Semantic Novelty Detection via Relational Reasoning
This work addresses the challenge of recognizing unknown categories in test data for safety-critical domains, offering a solution that is efficient and avoids the need for fine-tuning under constraints like privacy or computational limits.
The paper tackles the problem of semantic novelty detection, which is crucial for safety-critical applications like autonomous driving and healthcare, by proposing a novel representation learning paradigm based on relational reasoning that learns to measure semantic similarity, resulting in a method that can convert closed-set recognition models into reliable open-set ones without requiring fine-tuning on known categories.

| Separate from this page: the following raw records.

Issue #185, opened 2018-09-18
Add a configuration endpoint


philbooth:
Essentially we want to move functionality from the auth server's live email config, added in mozilla/fxa-auth-server#2574, to here. I think the best way of doing that is to add a new endpoint that accepts configuration.

Later, when we're opening this service up to more clients, we can ensure that the configs are identified by client so that the correct config is applied to each `/send` request.

This depends on the data store that we're going to add for #166.

vladikoff:
from mtg: @philbooth still 126?

PR #231, opened 2018-11-07
feat(bounces): use timestamps from ses instead of the current time

### LINKED ISSUE #205: Use the provider timestamp when storing bounce and complaint records in our own db
The auth db elected to use the current time when storing bounce records, for reasons that are unclear. We don't need to make the same decision here though, and I am in favour of using the provider-supplied timestamp instead so that bounce/complaint records are a more accurate representation of when the problem occurred rather than when we happened to process the event.

philbooth:
Fixes #205.

SES provides a UTC-based timestamp for bounce and complaint events but the auth server opted to ignore it. I'm not sure that was the optimal decision because messages might linger on a queue (either ours or the provider's) for a length of time before we process it. Given that we already trust SES et al to deliver sane notifications, it doesn't seem too great a stretch to also trust the timestamp on those notifications.

@mozilla/fxa-devs r?

### DIFF
--- a/src/db/delivery_problems/mod.rs
+++ b/src/db/delivery_problems/mod.rs
@@ -9,6 +9,7 @@ mod test;
 
 use std::{collections::HashMap, time::SystemTime};
 
+use chrono::{DateTime, TimeZone, Utc};
 use serde::{
     de::{Deserialize, Deserializer, Error as DeserializeError, Unexpected},
     ser::{Serialize, Serializer},
@@ -64,6 +65,7 @@ where
     /// [limits]: ../settings/struct.BounceLimits.html
     pub fn check(&self, address: &EmailAddress) -> AppResult<()> {
         let problems = self.auth_db.get_bounces(address)?;
+        // TODO: When we start reading from the new datastore, use Utc::now() here instead
         let timestamp = now();
         problems
             .iter()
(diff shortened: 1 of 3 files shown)


src/db/delivery_problems/mod.rs
```diff
@@ -64,6 +65,7 @@ where
     /// [limits]: ../settings/struct.BounceLimits.html
     pub fn check(&self, address: &EmailAddress) -> AppResult<()> {
         let problems = self.auth_db.get_bounces(address)?;
+        // TODO: When we start reading from the new datastore, use Utc::now() here instead
```
vladikoff: let's create a follow up issue if possible

src/db/delivery_problems/mod.rs
```diff
@@ -202,7 +207,10 @@ impl From<LegacyDeliveryProblem> for DeliveryProblem {
             address: source.address,
             problem_type: source.problem_type,
             problem_subtype: source.problem_subtype,
-            created_at: source.created_at,
+            created_at: Utc.timestamp(
```
vladikoff: there is a https://docs.rs/chrono/0.4.6/chrono/offset/trait.TimeZone.html#method.timestamp_opt as well, but hopefully we won't need it here for `source.created_at`

src/queues/mod.rs
```diff
@@ -177,8 +178,11 @@ impl Queues {
     fn record_complaint(&'static self, notification: &Notification) -> AppResult<()> {
         if let Some(ref complaint) = notification.complaint {
             for recipient in &complaint.complained_recipients {
-                self.delivery_problems
-                    .record_complaint(&recipient, complaint.complaint_feedback_type)?;
+                self.delivery_problems.record_complaint(
+                    &recipient,
+                    complaint.complaint_feedback_type,
+                    complaint.timestamp,
```
vladikoff: 👍

src/db/delivery_problems/mod.rs
philbooth: Oh right, yeah, didn't notice that this one panics. I'll switch.

philbooth:
Yeah, that dead code warning is stuff that was added in preparation for #185. I'm hoping to implement the rest of it tomorrow or Friday, then the warning will go away.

Semantic novelty detection aims at discovering unknown categories in the test data. This task is particularly relevant in safety-critical applications, such as autonomous driving or healthcare, where it is crucial to recognize unknown objects at deployment time and issue a warning to the user accordingly. Despite the impressive advancements of deep learning research, existing models still need a finetuning stage on the known categories in order to recognize the unknown ones. This could be prohibitive when privacy rules limit data access, or in case of strict memory and computational constraints (e.g. edge computing). We claim that a tailored representation learning strategy may be the right solution for effective and efficient semantic novelty detection. Besides extensively testing state-of-the-art approaches for this task, we propose a novel representation learning paradigm based on relational reasoning. It focuses on learning how to measure semantic similarity rather than recognizing known categories. Our experiments show that this knowledge is directly transferable to a wide range of scenarios, and it can be exploited as a plug-and-play module to convert closed-set recognition models into reliable open-set ones.